▼▼▼

PR #119, opened 2026-07-19
O3-5765: Automatically clear queue entries on a schedule

UjjawalPrabhat:
## Summary

Adds `AutoCloseQueueEntryTask`. Each minute it ends active entries whose `startedAt` is on or before the most recent occurrence of the configured time of day. So a run missed at that time is caught up by the next one, and entries started since then stay in the queue.

Both this and the existing visit-close task are now registered with core's scheduler as `TaskDefinitions` from `QueueModuleActivator`, replacing the module's own `QueueTaskExecutor` and `QueueTimerTask`. They appear on the Manage Scheduler page, where the interval can be changed or a task stopped.

Two new global properties:

`queue.autoCloseQueueEntriesAtTime` - `HH:mm`, blank by default, which disables clearing. An outpatient clinic would set 23:59.
`queue.autoCloseQueueEntriesForQueues` - comma-separated queue uuids; blank means all queues.

Blank by default so nothing changes for an existing deployment until an implementer opts in ([O3-2443](https://openmrs.atlassian.net/browse/O3-2443)).

## Related Issue
[O3-5765](https://openmrs.atlassian.net/browse/O3-5765)

[O3-2443]: https://openmrs.atlassian.net/browse/O3-2443?atlOrigin=eyJpIjoiNWRkNTljNzYxNjVmNDY3MDlhMDU5Y2ZhYzA5YTRkZjUiLCJwIjoiZ2l0aHViLWNvbS1KU1cifQ
[O3-5765]: https://openmrs.atlassian.net/browse/O3-5765?atlOrigin=eyJpIjoiNWRkNTljNzYxNjVmNDY3MDlhMDU5Y2ZhYzA5YTRkZjUiLCJwIjoiZ2l0aHViLWNvbS1KU1cifQ


api/src/main/java/org/openmrs/module/queue/tasks/AutoCloseQueueEntryTask.java
```diff
@@ -0,0 +1,168 @@
...
+	/**
+	 * @return the queues whose entries should be cleared, or null to clear entries in all queues
+	 */
+	protected List<Queue> getQueuesToClear() {
+		String configuredQueues = getServices().getAdministrationService()
+		        .getGlobalProperty(AUTO_CLOSE_QUEUE_ENTRIES_FOR_QUEUES);
+		if (StringUtils.isBlank(configuredQueues)) {
+			return null;
+		}
+		return getServices().getQueues(configuredQueues.split(","));
```
dkayiwa: One bad UUID in `queue.autoCloseQueueEntriesForQueues` (a typo, or a queue that has since been deleted) turns this feature off with no trace at all. `getQueue()` throws `IllegalArgumentException`, the exception escapes `run()` on every tick once the close time has passed, and nothing ever surfaces it: `QueueTimerTask`'s catch can't see it because the task runs on a separate thread, and `Daemon.runInDaemonThreadWithoutResult()` submits to a plain executor and returns a `Future` that gets discarded, so the exception is captured into a `Future` nobody reads and is never logged anywhere (I checked this against openmrs-core 2.7.4, `Daemon.runInDaemonThreadInternal` and `OpenmrsThreadPoolHolder`, which is what this module builds on). If merged as-is, a misconfigured queue list means the queues silently never clear, and the logs contain nothing to debug it with.

I'd fix this before merge. Two things seem worth doing: catch and log (error level) around the body of `run()`, which also covers a transient `getQueueEntries()` failure, and resolve the refs here one at a time so a single bad UUID logs a warning naming the global property instead of aborting the whole sweep. A test that `run()` survives `getQueuesToClear()` throwing would pin the behavior.

api/src/main/java/org/openmrs/module/queue/tasks/AutoCloseQueueEntryTask.java
```diff
@@ -0,0 +1,168 @@
...
+			log.debug("There are {} queue entries to auto-close", queueEntries.size());
+			for (QueueEntry queueEntry : queueEntries) {
+				try {
+					queueEntry.setEndedAt(now);
+					saveQueueEntry(queueEntry);
+					log.info("Queue entry auto-closed on schedule: {}", queueEntry.getQueueEntryId());
+				}
+				catch (Exception e) {
+					log.warn("Unable to auto-close queue entry {}", queueEntry.getQueueEntryId(), e);
+				}
```
dkayiwa: This catch doesn't skip the entry the way it appears to. The entries from `getQueueEntries()` are managed by the daemon thread's Hibernate session (one session spans this whole `run()`), so `setEndedAt(now)` has already dirtied the entity before validation runs. Validation fires in `RequiredDataAdvice`, which core wires as a preInterceptor ahead of the transaction interceptor, meaning a `ValidationException` is thrown outside any transaction: nothing rolls back, nothing clears the session, and the entity stays dirty. When a later entry in this loop saves successfully, that commit flushes the whole session, and the rejected entry's `endedAt` goes to the database with it, validation bypassed.

The case that will actually hit this: an entry whose visit was stopped in the last minute or so, which `AutoCloseVisitQueueEntryTask` hasn't closed yet. Validation rejects `endedAt = now` for being after the visit stop date, this warn says the entry was skipped, and the next successful save in the batch persists `endedAt = now` anyway. A queue entry that ends after its visit ended is exactly the state `QueueEntryValidator` (and the guard in `QueueEntryDaoImpl.updateIfUnmodified`) exist to prevent. If the failing entry is last in the batch there is no later flush and the change is discarded instead, so the outcome even depends on batch position. I traced this through core 2.7.4 sources (`HibernateContextDAO.openSession`, the `serviceInterceptors` list in `applicationContext-service.xml`) rather than reproducing it live, so tell me if I've missed a link in the chain, but each piece is there in the source.

Evicting on failure makes the skip real, and I'd do that before this merges since it's a one-liner:

```suggestion
				catch (Exception e) {
					log.warn("Unable to auto-close queue entry {}", queueEntry.getQueueEntryId(), e);
					// the failed entity is still dirty in the session; evict it so a later flush cannot persist the rejected change
					Context.evictFromSession(queueEntry);
				}
```

`AutoCloseVisitQueueEntryTask` has the same latent problem (its `endedAt = visitStopDatetime` can equal `startedAt`, get rejected, then leak the same way), but that predates this PR; probably a follow-up rather than something to grow this PR with.

omod/src/main/resources/config.xml
```diff
@@ -55,5 +55,15 @@
         <defaultValue></defaultValue>
         <description>The bean name of a registered component that provides an algorithm to set a queue entry sort weight when saved</description>
     </globalProperty>
+    <globalProperty>
+        <property>${project.parent.artifactId}.autoCloseQueueEntriesAtTime</property>
```
dkayiwa, line 59: Can you add these two to the Global Properties section of the README as well? It documents every property with its default and behavior, and it's also the natural place to spell out what the PR description already flags: with the `23:59` default, existing deployments begin clearing all queues at end of day as soon as they pick up this version, and implementers who don't want that need to blank the property. Not blocking, but doing it in this PR keeps that section from going stale.

api/src/test/java/org/openmrs/module/queue/tasks/AutoCloseQueueEntryTaskTest.java
```diff
@@ -0,0 +1,147 @@
...
+	
+	@Before
+	public void setup() throws Exception {
+		queueEntries.clear();
+		configuredQueues = null;
+		now = getDate("2020-01-01 23:59");
+	}
+	
+	@Test
+	public void shouldDoNothingWhenTimeIsBlank() throws Exception {
```
dkayiwa, line 132: Worth adding a case for an unparseable value too (say `configuredTime = "nonsense"`), asserting nothing gets ended and no exception escapes: `getCloseTimeForToday()` handles that path by returning null, but nothing exercises it today. Take it or leave it.

omod/src/main/resources/config.xml
```diff
@@ -55,5 +55,15 @@
...
+        <defaultValue>23:59</defaultValue>
+        <description>Time of day (HH:mm, server local time) at which active queue entries are automatically ended each day. Leave blank to disable automatic clearing.</description>
+    </globalProperty>
+    <globalProperty>
+        <property>${project.parent.artifactId}.autoCloseQueueEntriesForQueues</property>
+        <defaultValue></defaultValue>
+        <description>Comma-separated list of queue uuids whose entries are automatically ended at the configured time. Leave blank to clear entries in all queues.</description>
+    </globalProperty>
```
dkayiwa, line 67: I don't think this should merge with the clear switched on for every queue by default. Between these two defaults the feature is on and unscoped: `23:59` starts the sweep and a blank queue list means all queues, so every deployment that picks up this version has every active entry force-ended at 23:59 on the first night, with one INFO line per entry and no other signal.

That is what O3-2443 removed the previous `AutoCloseQueueEntryTask` for, and its reasons still apply. It argued that queue entries now often mean "where is the patient in the clinic right now", so they may represent where inpatients currently are in the course of a multi-day visit, and that "a Queue of patients I need to follow-up with this week should not be cleared at the end of the day". A site using a queue for either of those loses that state overnight, and nothing tells them a scheduled task did it. The README note explains the default but does not help anyone who upgrades without reading it, and by then the data is gone.

The two properties are exactly the configurability O3-2443 asked for, so my suggestion is to keep them and default the time to blank, leaving the clear off until an implementer sets it. The README can say `23:59` is the value an ordinary outpatient clinic wants. That costs a fresh install one global property before it gets a scheduled clear, which I think is the better side of the trade against an existing site silently losing inpatient or follow-up queue state.

O3-5765 does say "default: end of day", so if the intent really is on out of the box then that is a maintainer call, but the two O3-2443 cases would need an answer here rather than a line in the README.

api/src/main/java/org/openmrs/module/queue/tasks/AutoCloseQueueEntryTask.java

▲▲▲

THE PROBLEM:
Write out the lines of the entries, word for word, from the first through the one containing "means all queues.", and stop at that line.

RESPONSE FOR THIS EXERCISE:
PR #119, opened 2026-07-19
O3-5765: Automatically clear queue entries on a schedule

UjjawalPrabhat:
## Summary

Adds `AutoCloseQueueEntryTask`. Each minute it ends active entries whose `startedAt` is on or before the most recent occurrence of the configured time of day. So a run missed at that time is caught up by the next one, and entries started since then stay in the queue.

Both this and the existing visit-close task are now registered with core's scheduler as `TaskDefinitions` from `QueueModuleActivator`, replacing the module's own `QueueTaskExecutor` and `QueueTimerTask`. They appear on the Manage Scheduler page, where the interval can be changed or a task stopped.

Two new global properties:

`queue.autoCloseQueueEntriesAtTime` - `HH:mm`, blank by default, which disables clearing. An outpatient clinic would set 23:59.
`queue.autoCloseQueueEntriesForQueues` - comma-separated queue uuids; blank means all queues.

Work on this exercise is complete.